**Task to carry out**
Whenever the string "class" turns up in a line of the data below, copy that line.

**Extracted data**
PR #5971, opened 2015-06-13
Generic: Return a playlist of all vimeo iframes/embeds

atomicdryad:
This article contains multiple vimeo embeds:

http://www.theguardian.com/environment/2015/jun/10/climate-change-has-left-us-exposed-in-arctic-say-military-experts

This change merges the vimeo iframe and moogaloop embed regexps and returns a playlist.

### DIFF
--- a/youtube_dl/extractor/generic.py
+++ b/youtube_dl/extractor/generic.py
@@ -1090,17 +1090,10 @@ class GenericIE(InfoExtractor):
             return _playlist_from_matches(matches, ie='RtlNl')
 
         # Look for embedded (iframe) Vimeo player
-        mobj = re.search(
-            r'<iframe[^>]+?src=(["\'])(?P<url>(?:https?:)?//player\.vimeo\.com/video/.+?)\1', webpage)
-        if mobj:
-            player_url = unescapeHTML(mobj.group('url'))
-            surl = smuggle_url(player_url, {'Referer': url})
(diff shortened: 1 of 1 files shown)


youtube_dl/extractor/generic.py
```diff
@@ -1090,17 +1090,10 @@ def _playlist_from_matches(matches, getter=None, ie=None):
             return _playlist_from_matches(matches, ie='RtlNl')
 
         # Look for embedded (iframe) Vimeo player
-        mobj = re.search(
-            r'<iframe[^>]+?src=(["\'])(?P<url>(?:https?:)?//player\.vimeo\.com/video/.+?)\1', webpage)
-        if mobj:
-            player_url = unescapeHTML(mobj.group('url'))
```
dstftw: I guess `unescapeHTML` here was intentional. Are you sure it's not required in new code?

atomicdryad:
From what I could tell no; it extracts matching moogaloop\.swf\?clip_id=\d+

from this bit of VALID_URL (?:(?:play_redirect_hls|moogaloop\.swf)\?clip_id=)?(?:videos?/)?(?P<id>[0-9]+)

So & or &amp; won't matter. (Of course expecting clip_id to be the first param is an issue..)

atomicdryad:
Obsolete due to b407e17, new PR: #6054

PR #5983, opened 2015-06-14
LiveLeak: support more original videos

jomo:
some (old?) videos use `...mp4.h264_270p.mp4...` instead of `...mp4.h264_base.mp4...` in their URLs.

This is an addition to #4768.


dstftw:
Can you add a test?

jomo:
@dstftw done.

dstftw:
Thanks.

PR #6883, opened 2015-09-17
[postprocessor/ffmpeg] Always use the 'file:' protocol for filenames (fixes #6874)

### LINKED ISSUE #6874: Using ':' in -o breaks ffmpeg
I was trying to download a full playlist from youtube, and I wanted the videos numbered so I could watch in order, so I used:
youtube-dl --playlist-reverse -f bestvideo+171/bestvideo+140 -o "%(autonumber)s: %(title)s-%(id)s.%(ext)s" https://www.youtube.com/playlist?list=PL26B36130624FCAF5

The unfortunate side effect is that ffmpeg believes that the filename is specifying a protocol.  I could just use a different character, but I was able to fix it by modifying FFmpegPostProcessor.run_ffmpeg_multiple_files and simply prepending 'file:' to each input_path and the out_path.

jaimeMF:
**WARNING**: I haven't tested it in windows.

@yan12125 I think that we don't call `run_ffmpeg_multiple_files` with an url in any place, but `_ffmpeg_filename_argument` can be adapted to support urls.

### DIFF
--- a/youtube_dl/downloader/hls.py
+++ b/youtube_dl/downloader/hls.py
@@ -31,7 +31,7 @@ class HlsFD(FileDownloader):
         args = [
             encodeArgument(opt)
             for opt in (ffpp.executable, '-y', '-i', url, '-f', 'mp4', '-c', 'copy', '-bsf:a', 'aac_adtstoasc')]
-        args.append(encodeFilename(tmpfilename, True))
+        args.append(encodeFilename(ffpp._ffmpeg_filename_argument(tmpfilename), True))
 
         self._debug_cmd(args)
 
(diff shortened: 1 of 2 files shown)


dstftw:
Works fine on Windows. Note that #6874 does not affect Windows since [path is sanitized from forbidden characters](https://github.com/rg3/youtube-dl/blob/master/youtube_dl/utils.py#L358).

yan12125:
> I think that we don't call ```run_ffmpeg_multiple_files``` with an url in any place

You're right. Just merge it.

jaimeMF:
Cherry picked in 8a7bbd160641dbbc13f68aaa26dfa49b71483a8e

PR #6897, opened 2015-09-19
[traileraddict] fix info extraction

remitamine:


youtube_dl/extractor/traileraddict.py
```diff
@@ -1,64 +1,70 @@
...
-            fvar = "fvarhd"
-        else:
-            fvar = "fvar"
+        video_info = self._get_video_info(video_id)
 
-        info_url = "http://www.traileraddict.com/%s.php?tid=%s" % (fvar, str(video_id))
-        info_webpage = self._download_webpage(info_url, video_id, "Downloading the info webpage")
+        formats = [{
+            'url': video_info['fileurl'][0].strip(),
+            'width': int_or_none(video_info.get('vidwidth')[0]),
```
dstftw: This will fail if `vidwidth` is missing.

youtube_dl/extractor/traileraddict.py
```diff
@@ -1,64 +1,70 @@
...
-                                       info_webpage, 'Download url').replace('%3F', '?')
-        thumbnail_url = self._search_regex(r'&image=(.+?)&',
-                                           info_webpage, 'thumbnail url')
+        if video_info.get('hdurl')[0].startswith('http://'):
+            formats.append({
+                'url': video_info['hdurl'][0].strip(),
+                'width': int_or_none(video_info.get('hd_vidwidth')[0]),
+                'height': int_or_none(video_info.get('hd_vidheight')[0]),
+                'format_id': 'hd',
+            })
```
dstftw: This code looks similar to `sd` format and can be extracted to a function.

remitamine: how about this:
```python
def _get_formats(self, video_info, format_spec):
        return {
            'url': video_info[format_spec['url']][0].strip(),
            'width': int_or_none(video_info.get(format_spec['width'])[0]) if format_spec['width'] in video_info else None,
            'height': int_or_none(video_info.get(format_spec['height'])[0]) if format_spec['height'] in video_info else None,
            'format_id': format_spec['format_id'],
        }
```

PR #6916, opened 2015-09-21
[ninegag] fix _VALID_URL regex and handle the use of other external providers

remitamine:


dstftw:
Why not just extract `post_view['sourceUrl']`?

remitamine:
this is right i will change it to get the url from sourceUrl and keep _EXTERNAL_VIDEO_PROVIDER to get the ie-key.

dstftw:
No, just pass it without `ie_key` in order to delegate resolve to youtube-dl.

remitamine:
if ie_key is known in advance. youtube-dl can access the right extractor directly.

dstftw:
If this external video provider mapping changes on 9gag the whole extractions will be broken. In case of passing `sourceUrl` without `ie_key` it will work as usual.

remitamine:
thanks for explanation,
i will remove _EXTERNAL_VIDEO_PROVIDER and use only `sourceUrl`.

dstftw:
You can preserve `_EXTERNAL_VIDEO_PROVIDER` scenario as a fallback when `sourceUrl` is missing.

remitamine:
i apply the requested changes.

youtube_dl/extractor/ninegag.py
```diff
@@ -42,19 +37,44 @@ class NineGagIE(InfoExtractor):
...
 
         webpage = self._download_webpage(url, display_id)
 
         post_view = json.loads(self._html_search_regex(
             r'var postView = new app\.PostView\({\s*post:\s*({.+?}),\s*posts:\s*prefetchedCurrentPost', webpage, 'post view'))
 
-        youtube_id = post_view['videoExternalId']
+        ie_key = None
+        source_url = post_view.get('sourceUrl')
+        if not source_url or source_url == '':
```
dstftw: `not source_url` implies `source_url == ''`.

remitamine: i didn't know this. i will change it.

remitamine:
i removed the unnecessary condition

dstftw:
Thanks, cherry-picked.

**Solution to the exercise**
@@ -1090,17 +1090,10 @@ class GenericIE(InfoExtractor):
@@ -31,7 +31,7 @@ class HlsFD(FileDownloader):
@@ -42,19 +37,44 @@ class NineGagIE(InfoExtractor):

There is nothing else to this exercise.